Saved data entries
PR #589, opened 2022-09-10
Add GDB pretty-printers for some types.

williamjcm:
In the wake of mosra/corrade#147, here the Magnum version of the linked PR.

Similarly, not all types are covered. Math types were prioritised, with some other types in the root Magnum namespace as well as `Animation::Track` also getting pretty-printers.


mosra:
Merged as 13d8291cbc459dbac197c627d26de5fda592c141, thanks!

Issue #591, opened 2022-09-12
Make GL::AbstractShaderProgram::use() protected


hugoam:
Hello,

We have to circumvent a bug in Oculus Quest which requires us to call a GL function on the program of an `GL::AbstractShaderProgram` directly, which requires the program to be bound.
Unfortunately, `GL::AbstractShaderProgram::use()` is private, so we can't call it from the derived class, and we can't either call `glUseProgram()` ourselves without triggering an inconsistency with Magnum internal state (which will not know we changed the currently bound program and risk causing more silent bugs down the line).

Would making `GL::AbstractShaderProgram::use()` protected make sense to allow more fine grained control from the derived class? Or do you have another suggestion to solve this use case?

Thanks :)

mosra:
This would ideally be turned into a Quest-specific driver workaround, i.e. something that's handled by Magnum itself and not an application-specific "patch". I had to do quite a few of these for Mac GL drivers, for Intel drivers on Windows, some for ARM Mali drivers, etc., so it would be nothing uncommon. Plus that way Magnum itself can benefit from that, instead of the bug having to be fixed again by every app using Magnum on the Quest.

Can you elaborate on what exactly is the bug and what needs to be done to circumvent it?

Squareys:
@mosra Unfortunately, this is all on WebGL and while detecting Quest might be possible somehow, it is super inconvenient. Magnum currently doesn't have any framework for detecting browser version etc, and even then, with the upcoming Quest Pro, that would no longer be sufficient to detecting the Quest 1/2 here 🤔

mosra:
Yes, but still -- I have to deal with Quest as well, and any Quest bugs that aren't worked around by Magnum directly are viewed by certain end users as "Magnum is broken", which is not the case. 

Thus I'd really like to have this handled directly here, even if it would ultimately mean one has to explicitly tell the library that "this is a Quest, do your best".:D

hugoam:
Here is a link to the Oculus bug: https://forums.oculusvr.com/t5/Quest-Development/WebGL-glUniform1iv-driver-bug-when-setting-sampler-texture-units/m-p/985095#M4929

Circumventing the bug would basically involve using `glUniform1i` instead of `glUniform1iv` in the `AbstractShaderProgram::setUniform(Int, Int)` signature, the latter being broken.

[...]

PR #592, opened 2022-09-13
ShaderProgram: Add glUniform for single value calls using non-v variants

hugoam:
After discussion in this issue: https://github.com/mosra/magnum/issues/591
Here is a draft of adding the `setUniform` calls mapping to non-v variants of `glUniform` functions :)


mosra:
So it was 16 variants after all, not 12 :) Thanks! I'll merge it ASAP, there isn't much else to do here.

mosra:
Wow, the codecov reports are utter garbage. What is going on in there.

mosra:
Merged as 40d132664fd2f2401a94120c915d01907790cbeb (I did a rebase against latest master), thank you!

PR #596, opened 2022-10-09
GL: don't reallocate std::string in DebugOutput

sthalik:


mosra:
If that's okay with you, I think this will be better handled without STL altogether, which is what #499 is meant to do. I'll finish & merge that PR once I have some free time again, unfortunately the top-priority tasks I have for this month don't include it.

mosra:
Just FYI, this is fixed with d89b882ccf4d4af6c4a1f9e9c7ef63ddffaee85b. The `std::string` callback is still present for backwards compatibility, but to avoid a temporary allocation use a `StringView` instead.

Aim of the exercise: Return all of the above records exactly, leaving no line out.

Result:
PR #589, opened 2022-09-10
Add GDB pretty-printers for some types.

williamjcm:
In the wake of mosra/corrade#147, here the Magnum version of the linked PR.

Similarly, not all types are covered. Math types were prioritised, with some other types in the root Magnum namespace as well as `Animation::Track` also getting pretty-printers.


mosra:
Merged as 13d8291cbc459dbac197c627d26de5fda592c141, thanks!

Issue #591, opened 2022-09-12
Make GL::AbstractShaderProgram::use() protected


hugoam:
Hello,

We have to circumvent a bug in Oculus Quest which requires us to call a GL function on the program of an `GL::AbstractShaderProgram` directly, which requires the program to be bound.
Unfortunately, `GL::AbstractShaderProgram::use()` is private, so we can't call it from the derived class, and we can't either call `glUseProgram()` ourselves without triggering an inconsistency with Magnum internal state (which will not know we changed the currently bound program and risk causing more silent bugs down the line).

Would making `GL::AbstractShaderProgram::use()` protected make sense to allow more fine grained control from the derived class? Or do you have another suggestion to solve this use case?

Thanks :)

mosra:
This would ideally be turned into a Quest-specific driver workaround, i.e. something that's handled by Magnum itself and not an application-specific "patch". I had to do quite a few of these for Mac GL drivers, for Intel drivers on Windows, some for ARM Mali drivers, etc., so it would be nothing uncommon. Plus that way Magnum itself can benefit from that, instead of the bug having to be fixed again by every app using Magnum on the Quest.

Can you elaborate on what exactly is the bug and what needs to be done to circumvent it?

Squareys:
@mosra Unfortunately, this is all on WebGL and while detecting Quest might be possible somehow, it is super inconvenient. Magnum currently doesn't have any framework for detecting browser version etc, and even then, with the upcoming Quest Pro, that would no longer be sufficient to detecting the Quest 1/2 here 🤔

mosra:
Yes, but still -- I have to deal with Quest as well, and any Quest bugs that aren't worked around by Magnum directly are viewed by certain end users as "Magnum is broken", which is not the case. 

Thus I'd really like to have this handled directly here, even if it would ultimately mean one has to explicitly tell the library that "this is a Quest, do your best".:D

hugoam:
Here is a link to the Oculus bug: https://forums.oculusvr.com/t5/Quest-Development/WebGL-glUniform1iv-driver-bug-when-setting-sampler-texture-units/m-p/985095#M4929

Circumventing the bug would basically involve using `glUniform1i` instead of `glUniform1iv` in the `AbstractShaderProgram::setUniform(Int, Int)` signature, the latter being broken.

[...]

PR #592, opened 2022-09-13
ShaderProgram: Add glUniform for single value calls using non-v variants

hugoam:
After discussion in this issue: https://github.com/mosra/magnum/issues/591
Here is a draft of adding the `setUniform` calls mapping to non-v variants of `glUniform` functions :)


mosra:
So it was 16 variants after all, not 12 :) Thanks! I'll merge it ASAP, there isn't much else to do here.

mosra:
Wow, the codecov reports are utter garbage. What is going on in there.

mosra:
Merged as 40d132664fd2f2401a94120c915d01907790cbeb (I did a rebase against latest master), thank you!

PR #596, opened 2022-10-09
GL: don't reallocate std::string in DebugOutput

sthalik:


mosra:
If that's okay with you, I think this will be better handled without STL altogether, which is what #499 is meant to do. I'll finish & merge that PR once I have some free time again, unfortunately the top-priority tasks I have for this month don't include it.

mosra:
Just FYI, this is fixed with d89b882ccf4d4af6c4a1f9e9c7ef63ddffaee85b. The `std::string` callback is still present for backwards compatibility, but to avoid a temporary allocation use a `StringView` instead.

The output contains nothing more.